What this task involves >>
For the data that follows, report how many lines contain the word "good", and nothing else.
== Segment start ==
PR #171, opened 2021-04-15
Make the reset warning more verbose

fghaas:
* Add a reminder that resetting a lab will take several minutes.
* Add an additional sentence (set to `display: none;`) reminding a learner that if they are in a middle of an exam, the exam timer will   continue to run while they are resetting.

What's still left here is some JavaScript magic that flips the `display` property when there is an exam timer (`<span class="exam-timer-clock">`) somewhere on the page.

### DIFF
--- a/.github/workflows/tox.yml
+++ b/.github/workflows/tox.yml
@@ -10,7 +10,6 @@ jobs:
     strategy:
       matrix:
         python-version:
-          - 3.5
           - 3.8
 
     steps:
--- a/Changelog.md
+++ b/Changelog.md
@@ -1,5 +1,7 @@
 Unreleased
 -------------------------
+* [Enhancement] Display the "check progress" button (if enabled) in
+  blue, to provide greater contrast to the red reset button.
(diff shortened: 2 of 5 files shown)


fghaas:
No idea why the workflow run is failing. I suspect a problem with GitHub's pip cache.

mrtmm (approved):

fghaas:
@mrtmm I've come to the tentative conclusion that GitHub Actions are evidently broken for setuptools_scm on Python 3.5, and that the package name we use (`setuptools-scm` vs. `setuptools_scm`) is irrelevant. I've thus disabled the Python 3.5 pipeline in GitHub actions — though it remains in `tox.ini`, since it works perfectly fine on my local development setup. See cccd043.

If this looks good to you, I'd now go ahead and merge this and cut a fresh point release.

mrtmm:
I think we are missing a changelog entry, other than that, this looks good to me!

fghaas:
Yes, absolutely. Two, actually. :) I've added those now.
== Segment end ==
Answer for the task >>
2